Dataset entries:
----------

PR #565, opened 2024-04-18
Fix again the strategy for determining the latest version released.

PacificGilly:
Since we want to auto-publish the a test version of Django Jazzmin each time a PR is merged, we have to take into account the following:
* You need to know which test versions have already been released on test PyPi so, between production releases, you don't have tag clashes.
* When a production version is released to PyPi you need to start releasing test version using the new production version. Otherwise you'll stay on the initial version constantly.

### Before
| Test Version | Production Version |
|--------|--------|
| 2.6.2a0 | 2.6.2 |
| 2.6.2a1 | 2.6.2 |
| 2.6.2a1 | 2.7.0 | # Release to production
| 2.6.2a2 | 2.7.0 |

### After
| Test Version | Production Version |
|--------|--------|
| 2.6.2a0 | 2.6.2 |
| 2.6.2a1 | 2.6.2 |
| 2.6.2a1 | 2.7.0 | # Release to production
| 2.6.7a0 | 2.7.0 |

### DIFF
--- a/.github/workflows/pre-release.yml
+++ b/.github/workflows/pre-release.yml
@@ -21,8 +21,16 @@ jobs:
 
       - name: Deploy to testpypi.org
         run: |
-          # Using `pypi` rather than our own tags as we don't create a "release" for test version of our package.
-          LATEST_RELEASE=$(curl -s https://test.pypi.org/rss/project/django-jazzmin/releases.xml | sed -n 's/\s*<title>\([{a,b}0-9.]*\).*/\1/p' | head -n 2 | xargs)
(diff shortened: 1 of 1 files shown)


farridav:
Quite complex, but I understand the rationale, and it seems to behave as expected.

PacificGilly:
> Quite complex, but I understand the rationale, and it seems to behave as expected.

Yeah, sadly not an elegant solution, but does the trick. Did you have a better solution or are you happy for me to merge?

farridav:
No let's get this moving, thanks for the work on it

farridav (approved):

----------

**What the task requires:** All of the records shown above should be reproduced exactly.

**Response box:**
PR #565, opened 2024-04-18
Fix again the strategy for determining the latest version released.

PacificGilly:
Since we want to auto-publish the a test version of Django Jazzmin each time a PR is merged, we have to take into account the following:
* You need to know which test versions have already been released on test PyPi so, between production releases, you don't have tag clashes.
* When a production version is released to PyPi you need to start releasing test version using the new production version. Otherwise you'll stay on the initial version constantly.

### Before
| Test Version | Production Version |
|--------|--------|
| 2.6.2a0 | 2.6.2 |
| 2.6.2a1 | 2.6.2 |
| 2.6.2a1 | 2.7.0 | # Release to production
| 2.6.2a2 | 2.7.0 |

### After
| Test Version | Production Version |
|--------|--------|
| 2.6.2a0 | 2.6.2 |
| 2.6.2a1 | 2.6.2 |
| 2.6.2a1 | 2.7.0 | # Release to production
| 2.6.7a0 | 2.7.0 |

### DIFF
--- a/.github/workflows/pre-release.yml
+++ b/.github/workflows/pre-release.yml
@@ -21,8 +21,16 @@ jobs:
 
       - name: Deploy to testpypi.org
         run: |
-          # Using `pypi` rather than our own tags as we don't create a "release" for test version of our package.
-          LATEST_RELEASE=$(curl -s https://test.pypi.org/rss/project/django-jazzmin/releases.xml | sed -n 's/\s*<title>\([{a,b}0-9.]*\).*/\1/p' | head -n 2 | xargs)
(diff shortened: 1 of 1 files shown)


farridav:
Quite complex, but I understand the rationale, and it seems to behave as expected.

PacificGilly:
> Quite complex, but I understand the rationale, and it seems to behave as expected.

Yeah, sadly not an elegant solution, but does the trick. Did you have a better solution or are you happy for me to merge?

farridav:
No let's get this moving, thanks for the work on it

farridav (approved):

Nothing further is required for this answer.